After all these combined effects are taken into account, the accelerating clock will have found that less time has past for it.

Meanwhile, the inertial clock will just see the accelerating clock run slow the whole time just due to relative velocity.

(One point. during phases 3 and 4, the accelerating clock will see two effects operating on the inertial clock: the tendancy to run fast due to the acceleration, and the tendancy to run slow due to relative velocity. Which one dominates at any given time depends on the distance form the inertial clock, the relative velocity and the acceleration. The total measured elasped time for the inertial clock will always end up as more for these periods.)

15. ### alexbib

62
Thx, good explanation!

"the tendancy to run fast due to the acceleration"

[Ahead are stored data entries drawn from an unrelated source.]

PR #1676, opened 2016-10-06
WIP logging and validations in CompCor, SignalExtraction, ApplyTopUp

shoshber:


satra:
@shoshber - there seems to be a lot of changes happening here related to unicode drops. perhaps coming from a python 3 environment and make specs. can you do a make specs on the branch in a python 2 environment?

nipype/interfaces/fsl/epi.py
```diff
@@ -354,14 +354,14 @@ class ApplyTOPUP(FSLCommand):
 
     >>> from nipype.interfaces.fsl import ApplyTOPUP
     >>> applytopup = ApplyTOPUP()
-    >>> applytopup.inputs.in_files = ["epi.nii", "epi_rev.nii"]
+    >>> applytopup.inputs.in_files = ["ds003_sub-01_mc.nii.gz", "ds003_sub-01_mc.nii.gz"]
```
oesteban: why this? epi.nii and epi_rev.nii are empty files in testing/data

nipype/algorithms/confounds.py
```diff
@@ -402,6 +409,11 @@ class TCompCor(CompCor):
     def _run_interface(self, runtime):
         imgseries = nb.load(self.inputs.realigned_file).get_data()
 
+        if imgseries.ndim != 4:
```
oesteban: Why here you are using the numpy array ```.ndim``` property, and you have changed the same in your modification of ApplyTopup to use the nibabel header object? Which one is the appropriate option? If both are equivalent, I prefer this (numpy.ndim) rather than your change to ApplyTopup.

nipype/interfaces/fsl/epi.py
```diff
@@ -373,6 +373,12 @@ def _parse_inputs(self, skip=None):
         if skip is None:
             skip = []
 
+        for filename in self.inputs.in_files:
+            ndims = nib.load(filename).header['dim'][0]
```
oesteban: see comment above

oesteban:
For some reason, test_auto_CompCor.py got deleted in #1678.

satra:
@oesteban - since there are direct tests for CompCor `test_compcorr`, make specs deletes the auto test, which i think is fine.

shoshber:
-[ ] run `make specs` in python2
-[ ] consistent dimension checking

Regarding checking the dimensions of nifti files, how useful/difficult would it be to make a 4DNiftiFile trait? Are we worried about performance issues if we check dimensionality all the time?

nipype/algorithms/confounds.py
shoshber: The difference is that using numpy requires loading the data into numpy memory, which is expensive. In fact, in ApplyTopUp, it was erroring out. In TCompCor we are loading data into numpy memory anyway, so it is not an additional cost.

nipype/interfaces/ants/resampling.py
```diff
@@ -246,9 +246,13 @@ class ApplyTransformsInputSpec(ANTSCommandInputSpec):
     interpolation_parameters = traits.Either(traits.Tuple(traits.Int()),  # BSpline (order)
                                              traits.Tuple(traits.Float(),  # Gaussian/MultiLabel (sigma, alpha)
                                                           traits.Float())
-                                             )
-    transforms = InputMultiPath(
-        File(exists=True), argstr='%s', mandatory=True, desc='transform files: will be applied in reverse order. For example, the last specified transform will be applied first')
+                                            )
+    transforms = traits.Either(InputMultiPath(File(exists=True), desc='transform files: will be '
```
shoshber: I wanted to be able to pass an identity transform (use case: ds005 in fmriprep). This way, one can pass either a list of transform files OR the keyword 'identity'. It makes the code much cleaner in fmriprep, where I can say "transform the epi files with transformation ___"  for ds005 AND ds054, so I don't have to special-case. In some ways it is a workaround for not having conditional workflows in nipype.

nipype/interfaces/fsl/epi.py
shoshber: Bc I added the check for dimensionality, empty files were causing the tests to fail. `ds003_sub-01_mc.nii.gz` is an already-existing file in `testing/data` that has the appropriate dimensions. It is a little hacky but consistent with the rest of nipype's testing infrastructure.

blakedewey:
Are we sure we want to be doing these kinds of checks on CommandLine-derived interfaces? Maybe I missed the motivation for this but it seems like this kind of input checking should be left to the command that is being called. Does applytopup not give a useful error in this case? We have lots of interfaces here that require their input files to be in very specific forms but they are not checked to my knowledge. I can see doing it in a Pure Python module where no other checking is done. Thoughts?

nipype/interfaces/ants/resampling.py
oesteban: I think this is too specific of fmriprep to be included in nipype.

I propose you to create in fmriprep a wrapper of this interface adding this new 'identity' option, instead of including this modification in nipype, that will affect a lot of users. WDYT?

blakedewey: If you don't pass a --transforms option to antsApplyTransforms it uses the identity. Would this be a better option?

oesteban:
@blakedewey I think you are right in general, but _only_ for the case of TOPUP and ApplyTopup I would lean towards @shoshber's solutions. The reason is as follows: both interfaces have very specific inputs, with a lot of caveats and particular details (for example, TOPUP would not accept images with an odd number of voxels in x, y or z). The second reason is, as you mentioned, the errors that come out. These two tools have some meaningful crashes, but not always. If you play around the field you input (i.e. not generated with TOPUP) or the encoding file, etc. some errors are more like just a segfault. It is nice to have some extra checking on these (or at least, give more interpretable errors).

shoshber:
@blakedewey @oesteban @chrisfilo The reason I felt comfortable checking for 4-dimensionality here is that the description for `in_files` in the input spec specified 4-D niftis. However, I just looked in more detail at the FSL documentation and it is indeed valid, sometimes, for the inputs to be 3-dimensional. (http://fsl.fmrib.ox.ac.uk/fsl/fslwiki/topup/ApplytopupUsersGuide)

In our case, we inputted a list of 3-dimensional nifti and received 3-D nifti file back, with no error whatsoever, which means some validation somewhere is necessary, though perhaps a more complicated one. Whether it should be a global (i.e. in nipype) validation or not is indeed a good question.

I await others' thoughts with bated breath.

nipype/interfaces/fsl/epi.py
oesteban: Oh I see. The ```_parse_inputs``` method is probably not the best place to this kind of check. I think it would be better placed the ```_run_interface``` method. Something like:

```
    ... your inputs sanity checks ...
    return super(ApplyTopup, self).__run_interface(runtime)
```
This way the doctests will pass with empty files and we don't alter the expected behavior of _parse_inputs.

blakedewey:
Yes I have used applytopup on 3D files. Honestly, I don't know anyone that can describe exactly what applytopup and topup will allow, every once in a while I get an error and have to look it up on the FSL mailing list. 

That being said, if you put in a 3D file for applytopup you should get a 3D file back (it is only performing the unwarping). 

I would be against global validation as the number of variations to cover would be extreme. For example, we aren't even limited to NIfTI files for FSL (although this is unlikely). Other ITK-based commands are even less limited than FSL.

nipype/interfaces/ants/resampling.py
shoshber: @blakedewey I think it is equivalent to what I did.
@oesteban I designed it to be backwards compatible. Did I miss something? I figured it is a change anyone solving a similar problem would appreciate.

shoshber:
I believe that this should be ready to merge, if @oesteban is satisfied with my answer above regarding identity transforms.

satra:
@shoshber - LGTM 

@oesteban - another pair of eyes would be helpful.

oesteban:
I think this is quite ready. My unique concern is the modification of the ants.Resample interface. It'd be worth checking @blakedewey's solution first (not passing any transform is understood as the identity transform), before we modify that interface.

Other than that there is an open directly from built-in. Tests are passing, but it doesn't hurt making sure that we enforce compatibility (and the solution is really quick).

Wrapping up: good job @shoshber !

shoshber:
> My unique concern is the modification of the ants.Resample interface. It'd be worth checking @blakedewey's solution first (not passing any transform is understood as the identity transform), before we modify that interface.

It turns out this isn't necessary for fmriprep, so I can take it out if you like.

> Other than that there is an open directly from built-in. Tests are passing, but it doesn't hurt making sure that we enforce compatibility (and the solution is really quick).

Could you tell me more about this?

oesteban:
@shoshber - regarding the open, there was a comment on that line, with a link to a reference on how to do it. Regarding the ants interface, I think we are better off not touching things that have been doing well this far.

nipype/algorithms/confounds.py
```diff
@@ -585,7 +626,7 @@ def compute_dvars(in_file, in_mask, remove_zerovariance=False):
 
     if remove_zerovariance:
```
oesteban: We took a closer look on this (w. @chrisfilo) and I realized that you were 100% right about this. Sorry about that.

Since this ```remove_zerovariance``` input does not make any sense, let's get rid of it (including the ```zero_remove``` function that is more readable inline).

Again, my apologies for not looking at this more thoroughly before.

nipype/algorithms/confounds.py
```diff
@@ -609,31 +650,28 @@ def compute_dvars(in_file, in_mask, remove_zerovariance=False):
...
-    func = func[idx[0], idx[1], idx[2], :]
-    tvariance = func.var(axis=1)
-    tv_mask = np.zeros_like(tvariance, dtype=np.uint8)
-    tv_mask[tvariance > 0] = 1
-
-    newmask = np.zeros_like(mask, dtype=np.uint8)
-    newmask[idx] = tv_mask
-    return newmask
+    new_mask = mask.copy()
+    new_mask[data == 0] = 0
```
oesteban: I think we can just do this directly on line 627

nipype/algorithms/tests/test_confounds.py
```diff
@@ -4,7 +4,9 @@
 from tempfile import mkdtemp
 from shutil import rmtree
 
-from nipype.testing import (assert_equal, example_data, skipif, assert_true)
+from io import open
+
+from nipype.testing import (assert_equal, example_data, skipif, assert_true, assert_in)
```
oesteban: :+1:

chrisfilo:
@shoshber are you planning to work on this more is is it ready to merge? (it still has "WIP" in the title).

how does the acceleration cause this?

16. ### Ambitwistor

837
Acceleration itself does not determine the rates of clocks. Velocity does. Acceleration only influences the rates of clocks insofar as it changes the velocity.

17. ### Ambitwistor

837
It may not be clear from your statements that what somebody "sees" when they look at the other clock (due to time dilation combined with optical effects) is different from what the relative rates of the clocks actually are (as defined by an Einstein synchronization procedure). (I will refer to the former as "seeing" and the latter as "measuring".) What one of the clocks measures is always that the other clock is running more slowly by a factor $$\mbox{\gamma=1/\sqrt{1-(v/c)^2}}$$, for either clock and during any leg of the journey. There is never any extra time dilation factor arising from the acceleration.

18. ### alexbib

62
No, I think Janus is right, the inertial clock actually running faster has to be due to acceleration. Go read the GR explanation from the link you provided.

19. ### Ambitwistor

837
It's all well and good to work in a non-inertial frame, if you want. But if you actually compute the time dilation factor between the inertial and non-inertial clocks at any instant of time, you will find that it can be expressed solely in terms of their relative velocity (computed in a hypersurface of simultaneity), even in the GR explanation.

The "gravitational field" in the non-inertial frame is precisely arranged to have this property (i.e., the acceleration depends on the relative velocity in just such a way to make the time dilation depend only on relative velocity); it has to, in order to agree with the observations in an inertial frame.

The reason why the analysis goes differently in an accelerating frame is not because the time dilation factor depends directly on the proper acceleration or anything like that (if it doesn't in one frame, it doesn't in any frame) -- it's just because the acceleration changes the surfaces of simultaneity.

It is an empirical fact that SR time dilation depends only on velocity, not acceleration. That was the point of the clock postulate FAQ on the same site.

20. ### alexbib

62
I get your point. As you say, it depends only on the velocity, and the best way to calculate it is to do it with time distortion relative to the inertial frame.
However, I also think it is important to understand why you still get more elapsed time on the inertial clock from the non-inertial clock's point of view, which is (in my opinion) explained pretty well on the link you posted.